= SOURCE MATERIAL =

____

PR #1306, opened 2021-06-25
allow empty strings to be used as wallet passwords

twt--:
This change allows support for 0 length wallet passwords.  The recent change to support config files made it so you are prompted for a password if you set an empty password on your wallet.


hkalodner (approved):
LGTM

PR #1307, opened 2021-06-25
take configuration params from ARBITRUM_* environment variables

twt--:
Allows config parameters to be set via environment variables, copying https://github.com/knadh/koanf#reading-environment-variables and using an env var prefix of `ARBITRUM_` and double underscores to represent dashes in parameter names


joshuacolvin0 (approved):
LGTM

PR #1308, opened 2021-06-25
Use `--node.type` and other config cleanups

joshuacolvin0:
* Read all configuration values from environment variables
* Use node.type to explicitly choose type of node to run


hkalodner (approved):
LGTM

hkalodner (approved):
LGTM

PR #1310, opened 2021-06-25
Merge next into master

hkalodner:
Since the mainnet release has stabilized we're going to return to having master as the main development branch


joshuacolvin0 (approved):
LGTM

____

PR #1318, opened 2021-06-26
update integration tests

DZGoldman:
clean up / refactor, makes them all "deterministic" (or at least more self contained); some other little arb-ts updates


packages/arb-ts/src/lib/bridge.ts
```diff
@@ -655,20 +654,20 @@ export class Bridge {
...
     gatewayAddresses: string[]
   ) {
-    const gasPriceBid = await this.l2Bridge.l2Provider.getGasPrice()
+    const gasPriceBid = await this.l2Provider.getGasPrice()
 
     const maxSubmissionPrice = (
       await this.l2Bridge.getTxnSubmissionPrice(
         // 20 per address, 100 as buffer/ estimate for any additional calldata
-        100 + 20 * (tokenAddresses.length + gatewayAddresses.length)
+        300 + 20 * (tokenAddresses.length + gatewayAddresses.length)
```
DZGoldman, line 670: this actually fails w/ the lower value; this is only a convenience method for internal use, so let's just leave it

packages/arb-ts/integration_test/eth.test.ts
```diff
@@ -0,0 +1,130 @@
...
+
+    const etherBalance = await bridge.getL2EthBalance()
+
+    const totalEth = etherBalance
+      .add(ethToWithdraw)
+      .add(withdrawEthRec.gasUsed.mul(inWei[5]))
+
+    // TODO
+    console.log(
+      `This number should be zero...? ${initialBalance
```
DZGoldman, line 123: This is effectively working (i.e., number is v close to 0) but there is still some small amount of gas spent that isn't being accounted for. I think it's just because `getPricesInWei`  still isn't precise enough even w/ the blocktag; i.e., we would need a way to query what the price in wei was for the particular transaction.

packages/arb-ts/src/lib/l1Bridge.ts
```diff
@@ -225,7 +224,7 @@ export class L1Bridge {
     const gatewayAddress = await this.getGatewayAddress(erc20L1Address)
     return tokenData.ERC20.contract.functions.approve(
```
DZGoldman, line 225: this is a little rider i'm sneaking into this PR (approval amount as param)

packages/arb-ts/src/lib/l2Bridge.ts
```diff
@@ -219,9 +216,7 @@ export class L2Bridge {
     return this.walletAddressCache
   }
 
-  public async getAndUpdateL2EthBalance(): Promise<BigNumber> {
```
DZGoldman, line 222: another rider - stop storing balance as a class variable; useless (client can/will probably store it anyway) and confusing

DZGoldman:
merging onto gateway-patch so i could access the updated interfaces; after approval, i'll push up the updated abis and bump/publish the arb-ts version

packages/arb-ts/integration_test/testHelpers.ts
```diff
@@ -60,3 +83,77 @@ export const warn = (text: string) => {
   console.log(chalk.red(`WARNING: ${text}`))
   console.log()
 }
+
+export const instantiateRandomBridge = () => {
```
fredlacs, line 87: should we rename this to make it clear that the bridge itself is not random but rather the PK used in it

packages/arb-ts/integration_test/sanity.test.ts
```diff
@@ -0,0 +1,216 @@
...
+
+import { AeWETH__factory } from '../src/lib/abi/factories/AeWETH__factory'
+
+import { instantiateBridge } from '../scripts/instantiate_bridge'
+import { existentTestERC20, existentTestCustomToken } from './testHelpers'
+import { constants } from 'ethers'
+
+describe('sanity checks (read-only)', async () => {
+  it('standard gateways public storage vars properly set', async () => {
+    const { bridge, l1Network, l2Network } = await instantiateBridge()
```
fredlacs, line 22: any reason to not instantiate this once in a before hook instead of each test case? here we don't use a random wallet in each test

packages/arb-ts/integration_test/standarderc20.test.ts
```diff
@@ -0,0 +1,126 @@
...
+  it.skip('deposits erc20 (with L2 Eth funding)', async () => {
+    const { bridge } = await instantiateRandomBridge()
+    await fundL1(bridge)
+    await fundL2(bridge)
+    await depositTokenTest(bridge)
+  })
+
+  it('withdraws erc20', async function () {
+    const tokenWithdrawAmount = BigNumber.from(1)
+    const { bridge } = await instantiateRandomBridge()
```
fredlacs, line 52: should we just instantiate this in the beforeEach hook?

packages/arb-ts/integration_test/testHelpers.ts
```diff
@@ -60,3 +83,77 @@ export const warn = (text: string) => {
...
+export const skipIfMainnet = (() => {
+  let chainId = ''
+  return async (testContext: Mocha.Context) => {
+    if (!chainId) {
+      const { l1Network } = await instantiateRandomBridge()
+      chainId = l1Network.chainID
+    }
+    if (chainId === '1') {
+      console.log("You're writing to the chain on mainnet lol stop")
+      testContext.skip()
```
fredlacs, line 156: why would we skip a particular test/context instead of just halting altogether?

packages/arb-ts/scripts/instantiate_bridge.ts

____

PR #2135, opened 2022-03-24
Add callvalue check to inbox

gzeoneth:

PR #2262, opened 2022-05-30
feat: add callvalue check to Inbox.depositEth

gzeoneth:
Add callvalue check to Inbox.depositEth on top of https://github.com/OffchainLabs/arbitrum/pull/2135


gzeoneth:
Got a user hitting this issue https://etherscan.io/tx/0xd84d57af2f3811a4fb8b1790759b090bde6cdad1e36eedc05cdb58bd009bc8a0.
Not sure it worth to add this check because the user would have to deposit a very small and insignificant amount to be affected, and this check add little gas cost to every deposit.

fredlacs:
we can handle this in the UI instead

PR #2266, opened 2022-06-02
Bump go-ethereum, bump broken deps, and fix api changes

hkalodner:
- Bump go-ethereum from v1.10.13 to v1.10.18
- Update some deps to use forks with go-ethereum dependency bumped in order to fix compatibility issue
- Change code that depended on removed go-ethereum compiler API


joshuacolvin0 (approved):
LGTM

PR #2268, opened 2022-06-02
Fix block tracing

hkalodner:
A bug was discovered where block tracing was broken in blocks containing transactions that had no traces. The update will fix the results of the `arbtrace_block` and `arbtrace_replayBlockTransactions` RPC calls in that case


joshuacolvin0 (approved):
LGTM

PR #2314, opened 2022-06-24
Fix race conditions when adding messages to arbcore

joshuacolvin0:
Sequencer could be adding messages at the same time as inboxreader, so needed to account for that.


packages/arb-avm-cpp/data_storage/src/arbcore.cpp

____

Give the number of lines in the entries that contain the word "approval", without any other words.

2